Antaeotricha dromica

Scientific classification
- Domain: Eukaryota
- Kingdom: Animalia
- Phylum: Arthropoda
- Class: Insecta
- Order: Lepidoptera
- Family: Depressariidae
- Genus: Antaeotricha
- Species: A. dromica
- Binomial name: Antaeotricha dromica (Meyrick, 1925)
- Synonyms: Stenoma dromica Meyrick, 1925;

= Antaeotricha dromica =

- Authority: (Meyrick, 1925)
- Synonyms: Stenoma dromica Meyrick, 1925

Species of moth

Antaeotricha dromica is a species of moth of the family Depressariidae. It is found in Brazil (Para).

The wingspan is 14–15 mm for males and about 16 mm for females. The forewings are ochreous-white irregularly mixed grey, the dorsal half more or less irregularly suffused grey, in males with a subcostal groove from the base to near the middle enclosing an expansible pencil of whitish hairs.
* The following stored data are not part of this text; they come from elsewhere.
PR #1797, opened 2022-10-29
[DUOS-2059][risk=no] Update email handling for SendGrid Responses

rushtong:
## Addresses
https://broadworkbench.atlassian.net/browse/DUOS-2059

This PR centralizes all email sending and capturing through a single method so we can easily capture the content of the email sent as well as the response from SendGrid. In practice, I'm finding that there are silent errors we weren't capturing which is very likely the source of sporadic user complaints about emails not being received.

## Changes
* Renamed `EmailNotifierService` to `EmailService` but github shows them as a separate add/remove. Git blame, however, shows the files as correctly renamed.
* Added enum to track the types of email
  * Note that we have a table for `email_type` but have never used it. Dropping that in favor of a code-based enum.
* Reworked the `email_entity` table a bit so it is more consistent with other fields and has the right nullability settings
* Removed the `election_id` field that doesn't exist as a column in `email_entity`
* Reworked `SendGridAPI` constructor so we can better test with a mock `SendGrid` object.
* Check for disabled email preference before making the call to `SendGrid`

## Examples
This screen shows the capture of both successful and unsuccessful SendGrid API calls.
Screen Shot 2022-10-29 at 11 25 19 AM

This screen shows the capture when email is enabled/disabled. 707 is enabled, 708 is disabled:
Screen Shot 2022-11-04 at 9 44 03 AM

----

- Verify all tests go green


quazi-h (approved):
These changes look good to me.

I tried testing this locally by setting activateEmailNotifications to true under mailConfiguration in my consent.yaml and then using the Notifier service to send reminder emails to my user for some open votes using specific voteIds. I'm not seeing any errors when using the notifier endpoint, saw the successful 200 response in my console, and confirmed that the voteId isReminderSent attributes were updated to "true" after hitting the endpoint.

I'm having issues connecting to my local DB to confirm the new entries in the email_entity table but will work on troubleshooting that.

src/main/java/org/broadinstitute/consent/http/service/EmailService.java
```diff
@@ -0,0 +1,446 @@
...
+            response.orElse(null),
+            data.get("electionId"),
+            voteId,
+            Integer.valueOf(data.get("dacUserId")),
+            EmailType.REMINDER,
+            template
+        );
+    }
+
+    public void sendDarNewCollectionElectionMessage(List<User> users, DarCollection darCollection) throws IOException, TemplateException {
```
JVThomas, line 191: Question about `email_preference`: When should it be taken into account? In this function it takes a list of users as an argument. With its current usage in `DarCollectionService.java ln:824`, that list of users is obtained by a query that does not take `email_preference` into account.

In contrast, `sendClosedDataSetElectionsMessage` queries users within the function itself with a DAO method that does take `email_preference` into account.

rushtong: IIRC, that preference is an admin only feature. I think we should honor it regardless, so I'll dig into this detail and see if we can treat it more consistently here as opposed to elsewhere. Looks like there are some conflicts too - another reason to dig back in.

rushtong:
@JVThomas, @quazi-broad, I added some more logic to the call to SendGrid to ensure we're not sending email to users with a disabled email preference. Please take another look, thank you!

src/main/java/org/broadinstitute/consent/http/mail/SendGridAPI.java
```diff
@@ -69,7 +122,13 @@ private Optional<Response> sendMessage(Mail message) {
                 for (String key : sendGrid.getRequestHeaders().keySet())
                     request.addHeader(key, sendGrid.getRequestHeaders().get(key));
                 // send
-                return Optional.of(sendGrid.makeCall(request));
+                Response response = sendGrid.makeCall(request);
+                if (response.getStatusCode() > 202) {
```
otchet-broad, line 131: Silly question, but why not log all messages sent?  I could see where you might not want them all as errors, but I thought I read that one of the concerns that there were missing messages.  By logging the response for all messages might give us insight into if DUOS sent the message but SendGrid lost it.

--Alright.  I see we're storing the response in the DB.  Will those get pruned?  If so, I'd still consider logging it.

src/main/java/org/broadinstitute/consent/http/mail/SendGridAPI.java
```diff
@@ -48,15 +55,61 @@ public class SendGridAPI {
...
+                }
+                return user.getEmailPreference();
+            }
+        }
+        return false;
+    }
+
+    public Optional<Response> sendMessage(Mail message) {
+        boolean userEmailPreference = findUserEmailPreference(message);
+        if (activateEmailNotifications && userEmailPreference) {
```
otchet-broad, line 117: Would you want to log the case where the email would have been sent but the user's preference to suppress was set at the time?

src/main/java/org/broadinstitute/consent/http/mail/SendGridAPI.java
rushtong: For successful requests, SendGrid doesn't send a body response, just a header, so the only responses we can do anything with are error cases.

rushtong: In general, we don't do db pruning. I can envision a targeted event where we might need to do that, but as a matter of application functionality, we tend not to go down that road.

src/main/java/org/broadinstitute/consent/http/mail/SendGridAPI.java
rushtong: Good point, that's likely worth an `info` log, will do.

src/main/java/org/broadinstitute/consent/http/mail/SendGridAPI.java
rushtong: Docs for what I asserted above: https://docs.sendgrid.com/api-reference/mail-send/mail-send#responses

src/main/java/org/broadinstitute/consent/http/mail/SendGridAPI.java
```diff
@@ -138,14 +197,14 @@ public Optional<Response> sendDataCustodianApprovalMessage(String toAddress, Str
...
     }
 
-    public void sendDatasetDeniedMessage(String toAddress, Writer template) throws MessagingException {
+    public Optional<Response> sendDatasetDeniedMessage(String toAddress, Writer template) throws MessagingException {
         Mail message = datasetDeniedMessage.datasetDeniedMessage(toAddress, fromAccount, template);
-        sendMessage(message);
+        return sendMessage(message);
     }
 
 }
```
otchet-broad, line 215: Other questions in the back of my mind that shouldn't gate this pull request:
Do we need to facilitate resending messages that fail?
Should we build a message sending queue that backs off delivery attempts when the service returns [429](https://docs.sendgrid.com/api-reference/how-to-use-the-sendgrid-v3-api/rate-limits#rate-limit-response-header)'s  
How can we leverage the SendGrid API to determine when a mailbox no longer is accepting mail and what (if anything) should we do in DUOS to deal with that.

rushtong: All good questions. I am drafting a ticket for retries, but had not considered making use of other sendgrid functionalities. I'll dig more into that too.

otchet-broad (approved):
This seems like a positive change to give us better visibility into SendGrid and sets us up nicely for some follow-up concepts in the future.

JVThomas (approved):
Code looks good. `email_preferences` is consistently taken into account and logging successfully keeps track of email messaging outcomes.

quazi-h (approved):
New changes since my last review look good to me, good call on checking the email preference, we wouldn't want to spam users with emails if they have that disabled. New tests for this additional functionality are looking good as well.

PR #1801, opened 2022-11-02
[DUOS-2176][risk=no] Mark unused APIs as deprecated

rushtong:
## Addresses
Partially addresses https://broadworkbench.atlassian.net/browse/DUOS-2176

Once these are deprecated for a release cycle, will remove them in a future PR.

----

- Verify all tests go green

### DIFF
--- a/src/main/java/org/broadinstitute/consent/http/resources/DataRequestElectionResource.java
+++ b/src/main/java/org/broadinstitute/consent/http/resources/DataRequestElectionResource.java
@@ -84,6 +84,7 @@ public class DataRequestElectionResource extends Resource {
     }
 
 
+    @Deprecated // See DUOS-2176
     @GET
     @Produces("application/json")
     @PermitAll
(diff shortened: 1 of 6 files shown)


otchet-broad:
I noticed that reprocessPurposeMatches is the only method in the class that doesn't seem to be mark deprecated.  I didn't see where the front end used that resource.  Should that one be deprecated as well?  If so, should the ref'ed model also be deprecated?

rushtong:
> I noticed that reprocessPurposeMatches is the only method in the class that doesn't seem to be mark deprecated. I didn't see where the front end used that resource. Should that one be deprecated as well? If so, should the ref'ed model also be deprecated?

Great question. This is not used by the front end, only for administrative purposes. The case where we want to update a particular DAR's match status happens if a dataset has (in some non-standard way) changed its data use. For example, we currently have a group of datasets in prod that are incorrectly categorized (see https://broadworkbench.atlassian.net/browse/DUOS-2138). We will need to modify those and reprocess any DARs that have requested access to them.

otchet-broad (approved):

quazi-h (approved):
Changes are straightforward, looks good to me.

PR #1809, opened 2022-11-08
[DUOS-2189][risk=no] Remove nih certification file from schema

rushtong:
## Addresses
Partially addresses https://broadworkbench.atlassian.net/browse/DUOS-2189

----

- Verify all tests go green


quazi-h (approved):
Removal of NIH certification from the backend here looks good to me.

JVThomas:
Quick question: Is the `nihInstitutionalCertificationFileName` to be removed completely from the schema? The schema endpoint still has it in its response because it reads the schema off of `dataset-registration-schema_v1.json`, which still has the key listed.

rushtong:
> Quick question: Is the `nihInstitutionalCertificationFileName` to be removed completely from the schema? The schema endpoint still has it in its response because it reads the schema off of `dataset-registration-schema_v1.json`, which still has the key listed.

That should be gone ... looks like I missed it in the chaos ... will address.

otchet-broad (approved):
Model and resource changes all look good.

PR #1811, opened 2022-11-08
[DUOS-2182][risk=medium] - Ensure results are filtered to appropriate objects.

otchet-broad:
[DUOS-2182](https://broadworkbench.atlassian.net/browse/DUOS-2182) is a production bug that returns unintended information in a response.  
The underlying queries in two code paths were performing `LEFT JOIN` operations with terms intending to reduce the result set. LEFT JOIN will enrich, not reduce.

Tests and assertions were added to confirm the issues in` DataAccessRequestDAOTest.java` and updated queries were developed for `DataAccessRequestDAO.java` that reduced the results to only include responses with the specific dataset ID.

The impact to the MetricsService was considered, but the team indicated they're not being used in a meaningful way at this time.

----

- Verify all tests go green

### DIFF
--- a/src/main/java/org/broadinstitute/consent/http/db/DataAccessRequestDAO.java
+++ b/src/main/java/org/broadinstitute/consent/http/db/DataAccessRequestDAO.java
@@ -67,11 +67,12 @@ public interface DataAccessRequestDAO extends Transactional<DataAccessRequestDAO
 
   @SqlQuery(
         " SELECT dar.user_id FROM data_access_request dar "
-          + "  LEFT JOIN dar_dataset dd ON dd.reference_id = dar.reference_id AND dd.dataset_id = :datasetId  "
+          + "  LEFT JOIN dar_dataset dd ON dd.reference_id = dar.reference_id "
           + "  WHERE dar.draft = false"
             + "  AND (EXISTS (SELECT 1 FROM election e"
           + "  INNER JOIN vote v on v.electionId = e.election_id AND LOWER(v.type) = 'final'"
           + "  WHERE v.vote = true AND LOWER(e.election_type) = 'dataaccess'"
+          + "  AND e.dataset_id = :datasetId"
             + "  AND e.reference_id = dar.reference_id))"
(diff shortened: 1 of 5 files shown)


src/main/java/org/broadinstitute/consent/http/db/DataAccessRequestDAO.java
```diff
@@ -51,21 +51,28 @@ public interface DataAccessRequestDAO extends Transactional<DataAccessRequestDAO
...
+              + " (dar.data #>> '{}')::jsonb AS data "
+              + " FROM data_access_request dar "
+              + " INNER JOIN election e "
+              + " ON e.reference_id = dar.reference_id "
+              + " INNER JOIN vote v "
+              + " ON e.election_id = v.electionid "
+              + " WHERE lower(v.type) = 'final' AND v.vote = true AND e.dataset_id = :datasetId "
+              + " AND e.archived IS NOT true AND lower(e.election_type) = 'dataaccess'"
+  )
   List<DataAccessRequest> findAllDataAccessRequestsByDatasetId(@Bind("datasetId") Integer datasetId);
```
rushtong: This method is only used for two purposes, one to get all approved DARs and the other for a metrics call that we're not considering. This method is no longer named correctly based on the updated query. I'd suggest something like `findAllApprovedDataAccessRequestsByDatasetId` or something similar.

rushtong (commented):
One minor naming suggestion, then 👍🏽 
Again, great tests!

connorlbark (approved):
👍  agree with gregs feedback but other than that it looks great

There is a grey streak from the base of the costa above the fold, and a blackish line along the fold from the base to the linear blackish plical stigma. A very oblique dark grey streak is found from beneath the costa at one-fifth to the elongate dark grey first discal stigma, nearly above the plical. The second discal stigma is cloudy, dark fuscous, placed in some elongate fuscous suffusion, a very oblique dark fuscous line from the middle of the costa to just above this. There is a semi-oval blotch of dark grey suffusion before the middle of the dorsum, and a triangular blotch towards the tornus, as well as a rather strongly curved dark fuscous line, thickened towards the extremities, from the costa at three-fourths to the dorsal end of the latter. About eight black marginal dots are found around the costa and termen, those on each side of the apex largest. The hindwings are grey.